PR #4860, opened 2021-06-13
[ArchWindow] add SketchArch attachment support

paullee0:
FreeCAD Forum Discussion :
- on Intuitive Automatic Windows/Doors Placement
- https://forum.freecadweb.org/viewtopic.php?f=23&t=50802

---

### DIFF
--- a/src/Mod/Arch/ArchWindow.py
+++ b/src/Mod/Arch/ArchWindow.py
@@ -531,6 +531,14 @@ class _Window(ArchComponent.Component):
         obj.IfcType = "Window"
         obj.MoveWithHost = True
 
+        try:
+            import ArchSketchObject
+            print(" Done :  __init__() import ArchSketchObject ")
+            ArchSketchObject.ArchSketch.setPropertiesLinkCommon(self, obj)  # ,linkFp)
+            print(" Done :  __init__() ArchSketchObject.setPropertiesLinkCommon() ")
+        except:
+            print(" ArchSketchObject add-on module is not installed yet, __init__() ")
+
     def setProperties(self,obj):
 
         lp = obj.PropertiesList
@@ -579,6 +587,14 @@ class _Window(ArchComponent.Component):
 
         ArchComponent.Component.onDocumentRestored(self,obj)
         self.setProperties(obj)
+
+        try:
+            import ArchSketchObject
+            print("  Done :  onDocumentRestored() import ArchSketchObject ")
+            ArchSketchObject.ArchSketch.setPropertiesLinkCommon(self, obj, mode='ODR')
+            print("  Done :  onDocumentRestored() ArchSketchObject.setPropertiesLinkCommon() ")
+        except:
+            print(" ArchSketchObject add-on module is not installed yet, onDocumentRestored() ")
 
     def onBeforeChange(self,obj,prop):
 
@@ -865,6 +881,28 @@ class _Window(ArchComponent.Component):
                 obj.Placement = pl
         if hasattr(obj,"Area"):
             obj.Area = obj.Width.Value * obj.Height.Value
+
+        try:
+            import ArchSketchObject
+            print(" Done : execute() import ArchSketchObject")
+            ArchSketchObject.updateAttachmentOffset(obj)
+            print(" Done : execute() updateAttachmentOffset(obj)")
+        except:
+            print(" ArchSketchObject add-on module is not installed yet, execute()")
+
+    def appLinkExecute(self, fp, linkFp, index, linkElement):
+
+        try:
+            import ArchSketchObject
+            print(" Done :  appLinkExecute() import ArchSketchObject")
+            ArchSketchObject.ArchSketch.setPropertiesLinkCommon(self, fp, linkFp)
+            print(" Done :  appLinkExecute() ArchSketchObject.setPropertiesLinkCommon()")
+        except:
+            print(" ArchSketchObject add-on module is not installed yet, appLinkExecute() ")
+        try:
+            ArchSketchObject.updateAttachmentOffset(fp, linkFp)
+        except:
+            print(" ArchSketchObject add-on module is not installed yet, appLinkExecute() - updateAttachmentOffset() not available")
 
     def getSubVolume(self,obj,plac=None):
 


matthijskooijman:
Is it me, or is the ArchSketchObject.py file missing from your commit?

paullee0:
> Is it me, or is the ArchSketchObject.py file missing from your commit?

Thanks for checking :)

The discussion is in https://forum.freecadweb.org/viewtopic.php?f=23&t=50802&start=140#p509116 , the entire experimental module is suggested to be installed via the add-on manager.  It is only available for user who installed it manually at the moment.

matthijskooijman:
Ah, I see, that explains the try/catch, I could have seen that if I read properly :-)

In that case, I'm not so sure this PR is something to be merged in master. I'm not sure what the policies in FreeCAD are, but from a software development perspective, I would not put references to externally installable plugins in the core code like this, since that creates a particular dependency on that external code that is hard to track and does not scale well (what if a doze more of these addons would be created?).

Instead, in cases like these, an often-used approach is that the core code provides hooks, callbacks or signals of some sort, which can be used by the addon to do the right thing at the right moment. This means that the core code stays generic: It just offers an interface to be used by any addon that wants to (or maybe none), while the initiative, and the burden for version compatibility, stays with the addon.

I'm not sure how this should work in this particular case: The various arch objects could offer specific signals or global callbacks or so, but I guess some FreeCAD-wide solution would make more sense. Maybe the proxy-support is actually the existing mechanism for this, but that would require making a subclass of e.g. ArchWindow and set the object's proxy type to that subclass. Alternatively, I think there is the concept of object extensions, that could probably be used without needing to replace the object's proxy type (but not 100% sure if they can be defined in python too?)

paullee0:
Thanks for the suggestion.  Not trained as programmer, there is limited knowledge for me to see the available options, so I did with similar approach previously :D

Can you help elaborating your idea, or maybe there is available tutorial on similar cases?

yorikvanhavre:
I agree with @matthijskooijman ... With this PR, each and every window created by a person with the addon not installed will print a lot of output. Another problem is that the person reading the code will have no clue of what is wrong.

I have nothing against using optional functionality from addon workbenches, after all it's not different than checking for Python libraries, but it should be made very clear and silent if the user doesn't want to install anything. So I would suggest 1) encapsulating all ArchSketchObject functionality in only one place, not (as much as possible) spread all over the code, 2) add very clear comments in the code about what is going on and where to find the needed modules and 3) do not print anything if the module is not there (or maybe some discrete information somewhere IF it makes sense for the user to install the addon)

matthijskooijman:
> Can you help elaborating your idea, or maybe there is available tutorial on similar cases?

The general idea of my suggestion is like how the signal / event handlers work, where the generic code just exposes a signal or event and the addon registers an event handler for such a signal or event. I'm not sure how this same thing is done within FreeCAD currently (and I wouldn't recommend inventing some event handler structure just for this case, AFAICS FreeCAD need *less* complexity and fragmentation, not *more*). Maybe there are existing events available already, accessible from Python, but I'm not sure.

As for my more specific suggestions of using a Proxy subclass, or object extension, I'm not yet familiar enough with FreeCAD to offer a more specific direction here... IIUC object extensions can be added to an object, and each extension can provide additional functionality for an object. One aspect of this is that when e.g. onChanged is called on the object, it is *also* called on each extension in turn, which can then take additional actions as needed. This kind of thing seems like would be appropriate for ArchSketch.

Hoever, from a quick look over the source, I suspect that an object extension (i.e. like the existing attachment extension, which you would add to an existing object using e.g. `obj.addExtension("Part::AttachExtensionPython")`) can only be defined from C++ (there is an DocumentObjectExtensionPy class, but I think that is only intended to support accessing a C++ extension object from Python, not defining one from Python, but I'm not quite sure.

> I have nothing against using optional functionality from addon workbenches, after all it's not different than checking for Python libraries, 

I'm not sure I agree with this entirely. When including an (optional) library, you subsequently making specific calls to that library, which has a clear and well-defined interface and control over what happens and is supposed to happen remains with the FreeCAD core.

With a fairly free-form call to e.g. `ArchSketchObject.ArchSketch.setPropertiesLinkCommon`, this is not so well-defined. What does that function do exactly? When should it be called? What happens if FreeCAD or the ArchSketch WB is changed later, how is compatibility arranged? Can we ever remove these calls again later? What if ArchSketch has different requirements in the future (i.e. what if in addition to `setPropertiesLinkCommon`, some extra things need to happen when called from `__init__`, but not in `onDocumentChanged`? This now requires changes in FreeCAD core, which would break older ArchSketch versions as well).

So *if* you would accept something like the current form (instead of moving to some extension object or other more generic event handler style method as I suggested vaguely above), in addition to the conditions posed by @yorikvanhavre (which I agree with), I would also suggest to make the interface more clear and well-defined. In particular, this could be done by calling e.g. `ArchSketchObject.ArchSketch.ArchWindowInit`, `ArchSketchObject.ArchSketch.ArchWindowOnDocumentRestored`, etc. In other words, name the methods based on when they should be called, rather than what they *do*, so it is more clear from the FreeCAD core perspective how to treat these calls in the future, and preventing needing changes in FreeCAD core when changes are made to ArchSketch. For more forward compatibility, you could even consider moving this stuff from ArchWindow to ArchComponent (even less chance for changes needed in FreeCAD core in the future if ArchSketch is extended), but that would also make the performance impact of this change more pronounced.

paullee0:
> I have nothing against using optional functionality from addon workbenches, after all it's not different than checking for Python libraries, but it should be made very clear and silent if the user doesn't want to install anything. So I would suggest 1) encapsulating all ArchSketchObject functionality in only one place, not (as much as possible) spread all over the code, 2) add very clear comments in the code about what is going on and where to find the needed modules and 3) do not print anything if the module is not there (or maybe some discrete information somewhere IF it makes sense for the user to install the addon)

Thanks all for mentoring :)

It seems there are 4 additions are required and some of them can be place in ArchComponent.py indeed.  In that case, the 'additional functionality' will be available to all ArchObjects, other than ArchEquipment and ArchWindow which were tested in the quoted discussion thread.

1.  __init__() :-   Seems ok to be in ArchComponent.__Init()
2.  onDocumentRestored() :-  Seems ok to be in ArchComponent.onDocumentRestored()
3.  execute() :-  Seems this needs to be in ArchEquipment, ArchWindow etc.
4.  appLinkExecute() :-  This is support to Realthunder's Links, seems needs to be in every Arch Objects as execute()

Will have a closer look and test if above quick idea works.

Thanks again !

paullee0:
> Hoever, from a quick look over the source, I suspect that an object extension (i.e. like the existing attachment extension, which you would add to an existing object using e.g. `obj.addExtension("Part::AttachExtensionPython")`) can only be defined from C++ (there is an DocumentObjectExtensionPy class, but I think that is only intended to support accessing a C++ extension object from Python, not defining one from Python, but I'm not quite sure.

Without a deep understanding of how underlying FreeCAD core works, but just reading forum / wiki about Attachment Extension support (happens intending to add that to Arch Objects also), it is something in C++, unreachable for me :D 

> > I have nothing against using optional functionality from addon workbenches, after all it's not different than checking for Python libraries,
> 
> I'm not sure I agree with this entirely. When including an (optional) library, you subsequently making specific calls to that library, which has a clear and well-defined interface and control over what happens and is supposed to happen remains with the FreeCAD core.
> 
> With a fairly free-form call to e.g. `ArchSketchObject.ArchSketch.setPropertiesLinkCommon`, this is not so well-defined. What does that function do exactly? When should it be called? What happens if FreeCAD or the ArchSketch WB is changed later, how is compatibility arranged? Can we ever remove these calls again later? What if ArchSketch has different requirements in the future (i.e. what if in addition to `setPropertiesLinkCommon`, some extra things need to happen when called from `__init__`, but not in `onDocumentChanged`? This now requires changes in FreeCAD core, which would break older ArchSketch versions as well).
> ..

I will see if Yorik's indicated framework works and make things clearer as suggested :)  In fact, the appLinkExceute() is a new callback Realthunder provides support for Links.  It is something interesting  -  discussion can be found at [ObjectPython / Part FeaturePython lose its 'Proxy Methods' ?](https://forum.freecadweb.org/viewtopic.php?f=22&t=42184&start=50)

paullee0:
Maybe a check of the ArchObject calling the Component.__init__(), and just add the external module support if it is Equipment / Window, which were tested and discussed in the forum thread.

```
class Component(ArchIFC.IfcProduct):
    ...
    def __init__(self, obj):
        ...

        ## TODO 2021.6.16
        SketchArchSupportedTypes = ['Equipment', 'Windoow']  # Better become Class attribute
        if Draft.getType(obj.getLinkedObject()) in SketchArchSupportedTypes:
        try:
            import ArchSketchObject
            ArchSketchObject.ArchSketch.setPropertiesLinkCommon(self, obj)
        except:
            pass

	# further remark on Draft.getType(obj.getLinkedObject())
	# checking any need to use getLinkedObject() as Links would not has only appLinkExecute() and would not call __init()
```

matthijskooijman:
> Maybe a check of the ArchObject calling the Component.init(), and just add the external module support if it is Equipment / Window, which were tested and discussed in the forum thread.

That would reduce the performance impact slightly, but again puts archsketch-specific logic in the FreeCAD core (in other words, if you then add support for some other ArchComponent in SketchArch, the FreeCAD core must be modified again).


There is a caveat with the `execute()` method: Not all subclasses of ArchComponent call their super method. I consider this a bug, but it seems that this bug actually hides another bug in movewithhost handling, so adding 

> appLinkExecute() :- This is support to Realthunder's Links, seems needs to be in every Arch Objects as execute()

I'm not sure what you're saying here?


Note that there might be one caveat when you put the calls in ArchComponent instead of the subclasses: This only works if the subclasses properly call their superclass methods as well (which they should). I haven't checked the methods you're referring to, but I've previously seen that `ArchWall.onBeforeChanged()` does not call its superclass (which is harder to fix than it seems since fixing this bug exposes others, see https://forum.freecadweb.org/viewtopic.php?f=23&t=57223&p=502966&hilit=super#p502966). I don't think you're using `onBeforeChanged`, but the same situation might be the case for other methods too.

yorikvanhavre:
What I would do here (in both this one and #4858) is basically:
- remove all print() functions that are not errors... No need to flood the user. I think it's better to add  something to the Arch wiki page
- add something like  `# this code is executed if the ArchSketch workbench/module is installed` wherever you use Arch Sketch code
That way there is not much to change, and it will be very clear to anyone looking at the code

paullee0:
> What I would do here (in both this one and #4858) is basically:
> 
>     * remove all print() functions that are not errors... No need to flood the user. I think it's better to add  something to the Arch wiki page
> 
>     * add something like  `# this code is executed if the ArchSketch workbench/module is installed` wherever you use Arch Sketch code
>       That way there is not much to change, and it will be very clear to anyone looking at the code

Hi, thanks for  the comments !

I had in fact 're-paragraph' the added codes and tested in my own pc for quite some while since June.  May have another gap to learn editing wiki, tidying up codes soon :)

berndhahnebach:

src/Mod/Arch/ArchWindow.py
```diff
@@ -531,6 +531,14 @@ def __init__(self,obj):
...
         obj.MoveWithHost = True
 
+        try:
+            import ArchSketchObject
+            print(" Done :  __init__() import ArchSketchObject ")
+            ArchSketchObject.ArchSketch.setPropertiesLinkCommon(self, obj)  # ,linkFp)
+            print(" Done :  __init__() ArchSketchObject.setPropertiesLinkCommon() ")
+        except:
+            print(" ArchSketchObject add-on module is not installed yet, __init__() ")
+
```
yorikvanhavre, line 541: I would do all these blocks like this, simply:

```suggestion
      try:
            # use the ArchSketchObject addon if available
            import ArchSketchObject
            ArchSketchObject.ArchSketch.setPropertiesLinkCommon(self, obj)  # ,linkFp)
        except:
            pass
```

paullee0: Thanks reviewing :)

I had revamped early in Sept, maybe I try ArchEquipment first.

paullee0: #5241 Still something wrong with git ... :(

paullee0: Completely start over cloning everything again and open a new PR #5243, closed the #5241.

Hope do it right this time :)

▶ [The problem]
Your task is to repeat the records exactly. Begin at their first line and stop after the line containing "Done : execute() import".

▶ [Task answer]
PR #4860, opened 2021-06-13
[ArchWindow] add SketchArch attachment support

paullee0:
FreeCAD Forum Discussion :
- on Intuitive Automatic Windows/Doors Placement
- https://forum.freecadweb.org/viewtopic.php?f=23&t=50802

---

### DIFF
--- a/src/Mod/Arch/ArchWindow.py
+++ b/src/Mod/Arch/ArchWindow.py
@@ -531,6 +531,14 @@ class _Window(ArchComponent.Component):
         obj.IfcType = "Window"
         obj.MoveWithHost = True
 
+        try:
+            import ArchSketchObject
+            print(" Done :  __init__() import ArchSketchObject ")
+            ArchSketchObject.ArchSketch.setPropertiesLinkCommon(self, obj)  # ,linkFp)
+            print(" Done :  __init__() ArchSketchObject.setPropertiesLinkCommon() ")
+        except:
+            print(" ArchSketchObject add-on module is not installed yet, __init__() ")
+
     def setProperties(self,obj):
 
         lp = obj.PropertiesList
@@ -579,6 +587,14 @@ class _Window(ArchComponent.Component):
 
         ArchComponent.Component.onDocumentRestored(self,obj)
         self.setProperties(obj)
+
+        try:
+            import ArchSketchObject
+            print("  Done :  onDocumentRestored() import ArchSketchObject ")
+            ArchSketchObject.ArchSketch.setPropertiesLinkCommon(self, obj, mode='ODR')
+            print("  Done :  onDocumentRestored() ArchSketchObject.setPropertiesLinkCommon() ")
+        except:
+            print(" ArchSketchObject add-on module is not installed yet, onDocumentRestored() ")
 
     def onBeforeChange(self,obj,prop):
 
@@ -865,6 +881,28 @@ class _Window(ArchComponent.Component):
                 obj.Placement = pl
         if hasattr(obj,"Area"):
             obj.Area = obj.Width.Value * obj.Height.Value
+
+        try:
+            import ArchSketchObject
+            print(" Done : execute() import ArchSketchObject")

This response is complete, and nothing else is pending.